Hello Professor—I think a simple counter example to this argument may be the fair use doctrine in copyright law.
Prior to the current codification of fair use (which says that it’s non-infringement), the fair use doctrine functions more like a defence that forgives someone’s the intrusion upon an author’s exclusive right. Thus, the existence of reasonable/fair use doctrine, which the Supreme Court has sometimes justified on the basis of implied consent that a reasonable author would give, is at least in tension with the notion that an author (or inventor) would always suffer an irreparable harm.

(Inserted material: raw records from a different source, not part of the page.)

PR #3174, opened 2024-11-13
frontend: Set workflow layout title as either route or workflow display names

septum:
### Description

-  Sets workflow layout title as either route or workflow display names

### Testing Performed

Manual


frontend/packages/core/src/AppProvider/index.tsx
jecr, line 1: Is the block above required?, or may it need adjustment?
```
const heading = route.displayName
  ? `${workflow.displayName}: ${route.displayName}`
  : workflow.displayName;
```

septum: It is needed as the fallback is `useWorkflowLayout` is not enabled.

jdslaugh (approved):

PR #3224, opened 2025-01-31
backend: Create GetFileContents method in GitHub service

septum:
### Description

- Created GetFileContents method in GitHub service

This method behaves similarly to `getFile` but is able to retry the request if the file is larger than 1MB. See [Get repository content](https://docs.github.com/en/rest/repos/contents?apiVersion=2022-11-28#get-repository-content).

### Testing Performed

Manual and mocks

### DIFF
--- a/backend/service/github/github.go
+++ b/backend/service/github/github.go
@@ -5,12 +5,15 @@ package github
 // <!-- END clutchdoc -->
 
 import (
+	"bytes"
 	"context"
 	"encoding/base64"
+	"encoding/json"
 	"errors"
 	"fmt"
 	"io"
 	"net/http"
+	"regexp"
 	"strconv"
 	"strings"
 	"time"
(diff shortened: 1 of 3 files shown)


septum:
Not needed right now.

tlin4194 (approved):

backend/service/github/github.go
```diff
@@ -5,12 +5,15 @@ package github
...
 	"encoding/base64"
+	"encoding/json"
 	"errors"
 	"fmt"
 	"io"
 	"net/http"
+	"regexp"
 	"strconv"
 	"strings"
 	"time"
```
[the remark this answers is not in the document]
septum: /other will update in it's own PR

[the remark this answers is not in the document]
septum: /other will update in it's own PR

jecr (approved):

backend/service/github/github.go
```diff
@@ -673,3 +734,31 @@ func (s *svc) SearchCode(ctx context.Context, query string, opts *githubv3.Searc
 
 	return results, nil
 }
+
+func (s *svc) GetFileContents(ctx context.Context, ref *RemoteRef, filePath string) (*githubv3.RepositoryContent, error) {
```
jdslaugh, line 738: Curious why this was necessary instead of adjusting GetFile to be able to support larger files / raw.

backend/service/github/github.go
```diff
@@ -42,17 +46,69 @@ const (
...
+				})
+				if err != nil {
+					return nil, err
+				}
+			}
+
+			// Recreate the response body
+			resp.Body = io.NopCloser(bytes.NewReader(fileContentBytes))
+			resp.ContentLength = int64(len(fileContentBytes))
+		}
```
jdslaugh, line 110: Lets break this out into a utility function to keep it contained and easier to parse.

septum: Done in bfb3bf3.

backend/service/github/github.go
septum: Overall it would have required more work, and messing with an endpoint that is used by many other features apart from Project Deprecation.

backend/service/github/github.go
jdslaugh: Thanks!

jdslaugh (approved):

PR #25943, opened 2021-06-11
Component docs formatting + accordion dataLayer

bsmartin-ep:
Some missing `'` characters in some code blocks.

Accordion dataLayer was using older, non-component dataLayer.


joanneesteban (approved):
LGTM! Thanks, Brian!

PR #26918, opened 2021-07-02
Update README.md

allison0034:
Added the support table of trevor/noah teams


shiragoodman (changes requested):
Looks good! but I think we dropped, "Contact Center" from Trevor's list. Can you update here and in the Change Log?

PR #28239, opened 2021-08-03
Removes KPI dashboard pause

joanneesteban:
Removes tilda for KPI dashboard pause


shiragoodman (approved):
I will also apply these changes to the Getting Started page in Platform Website.

PR #28254, opened 2021-08-03
Update analytics-request-google-analytics-domo-access.md

laurensimpson14:
Re-ordered it to have the check boxes come first and then the email instructions. Do we actually use the info if they list what team they are on? If not, then we can delete step #3 to make it more concise.


joanneesteban (approved):
LGTM! Thanks for making these edits.

joanneesteban:
We can get rid of Step 3. We were using that to give Domo Group access, but that should be redundant with @chloedotbrown 's tracking.

PR #28788, opened 2021-08-16
add details of preliminary test selection data

pjhill:
Adding some preliminary data to the ADR based on a couple days' worth of data as to the potential savings involved in test selection.

### DIFF
--- a/docs/adr/0010-implement-cypress-test-selection.md
+++ b/docs/adr/0010-implement-cypress-test-selection.md
@@ -38,6 +38,7 @@ We expect:
 ### Preliminary Data
 We are collecting data about `master` builds and `branch` builds on our [dashboard](https://va-gov.domo.com/page/1232474697) including the below key takeaways:
 - About 80% of builds handled in GitHub Actions are `branch` builds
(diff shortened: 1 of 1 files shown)


holdenhinkle (approved):
This looks great!

One other thing you could mention if you want is the percent difference in the number of tests that are being selected on `branch` builds vs. the number that run on `master` builds. For example, here's a little blurb that I wrote to MPS when I was telling him about this feature:

> On Friday, tests ran 60% faster on push (against the branch build), **56% fewer tests ran**, and 61% few containers were need to run the tests.

pjhill:
> This looks great!
> 
> One other thing you could mention if you want is the percent difference in the number of tests that are being selected on `branch` builds vs. the number that run on `master` builds. For example, here's a little blurb that I wrote to MPS when I was telling him about this feature:
> 
> > On Friday, tests ran 60% faster on push (against the branch build), **56% fewer tests ran**, and 61% few containers were need to run the tests.

Good call -- quintessential to test selection is the subset of tests that were selected.

PR #29386, opened 2021-08-26
VA Event Stream -> Lighthouse: Open API spec and service description 

kreek:
The VA Mobile App is working with the Lighthouse team to expose an endpoint for ingesting events from VA systems outside of the mobile api. As part of the onboarding process Lighthouse would like an OpenAPI spec (engineering/openapi_spec.yaml) and service description (README.md and engineering/architecture.md).


products/va-event-stream/engineering/openapi_spec.yaml
```diff
@@ -0,0 +1,163 @@
...
+        payload:
+          type: object
+          description: A JSON object of data that is unique to this event type.
+          example:
+            messageId: 80337bc5-7215-4b22-a20d-84330631d8b5
+            title: Your prescription is ready
+        sourceSystem:
+          type: string
+          description: The VA system that is producing the event. Like the eventType field this should be constant and use the same naming convention.
+          example: MHV Secure Messaging
```
jjulian, line 93: example needs to be updated to uppercase style

jjulian:
```suggestion
          description: The VA system that is producing the event. Like the eventType field this should be constant and use the same naming convention.
          example: MHV_SECURE_MESSAGING
```

jjulian (approved):
This looks great. I appreciate the detailed background, and the planning for future needs, lik storing events for a week. Excited to see this taking shape!

PR #29832, opened 2021-09-10
Lighthouse openapi_spec.yaml feedback revisions

kreek:
Updates to openapi_spec.yaml based on the feedback from the Lighthouse team.

- Fixes some swagger parsing errors for multi-line text.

In addition, I am quite skeptical of historical statistics about injunctive relief in patent law. For one, many historical arguments do not adequately address the division of courts of equity and law, and the historical difficulties associated with calculating damages; indeed, the concept of reasonable royalty didn’t even exist until the turn of the 20th century. For another, rules governing equitable relief is not static—it is based on what is equitable, or fair, in light of the circumstances. In my view, relying on what’s equitable or fair in the 1800s—without adequately addressing the social and technological developments over the last 200 years—is not a compelling argument. Nor is a historical argument particularly impactful when an issue of equitable relief does not arise to the level of a constitutional argument, for originalism’s emphasis on historical evidence applies only to matters of constitutional law.
Moreover, I don’t see why laws and standards governing a suit over a unique baseball (and other unique items) is not adequate for patent law.
I digress. In any case, a presumption of irreparable harm does not necessarily mean that there is a lack of adequate remedy at law (e.g., damages may be sufficient), nor does it compel a finding that the patentee had suffered more harm than the infringer/public.
Thanks for a great summary, and, as always, I would love to hear your thoughts!